- **Exercise goal**
Would you return the entries below word for word?

- **Available records**
PR #538, opened 2016-02-16
Trace Viewer Zoomed View / Fix Alpha Test

DrChat:
* Zoomed views for color targets / depth targets
* Fixes invisible images due to their alpha.
* Also correctly flags the alpha test as disabled/enabled

### DIFF
--- a/src/xenia/ui/gl/gl_immediate_drawer.cc
+++ b/src/xenia/ui/gl/gl_immediate_drawer.cc
@@ -270,6 +270,16 @@ void GLImmediateDrawer::End() {
   }
 }
 
+void GLImmediateDrawer::EnableAlphaTest(bool enable) {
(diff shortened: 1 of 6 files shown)


src/xenia/ui/gl/gl_immediate_drawer.cc
```diff
@@ -270,6 +270,16 @@ void GLImmediateDrawer::End() {
   }
 }
 
+void GLImmediateDrawer::EnableAlphaTest(bool enable) {
```
benvanik: side-channeling this is not good - make it part of the API if it's required. add `bool alpha_blend` to ImmediateDraw, have imgui_drawer populate it, and then have the gl drawer ::Draw switch its mode based on that (being smart about only switching if needed)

- **Final answer**
PR #538, opened 2016-02-16
Trace Viewer Zoomed View / Fix Alpha Test

DrChat:
* Zoomed views for color targets / depth targets
* Fixes invisible images due to their alpha.
* Also correctly flags the alpha test as disabled/enabled

### DIFF
--- a/src/xenia/ui/gl/gl_immediate_drawer.cc
+++ b/src/xenia/ui/gl/gl_immediate_drawer.cc
@@ -270,6 +270,16 @@ void GLImmediateDrawer::End() {
   }
 }
 
+void GLImmediateDrawer::EnableAlphaTest(bool enable) {
(diff shortened: 1 of 6 files shown)


src/xenia/ui/gl/gl_immediate_drawer.cc
```diff
@@ -270,6 +270,16 @@ void GLImmediateDrawer::End() {
   }
 }
 
+void GLImmediateDrawer::EnableAlphaTest(bool enable) {
```
benvanik: side-channeling this is not good - make it part of the API if it's required. add `bool alpha_blend` to ImmediateDraw, have imgui_drawer populate it, and then have the gl drawer ::Draw switch its mode based on that (being smart about only switching if needed)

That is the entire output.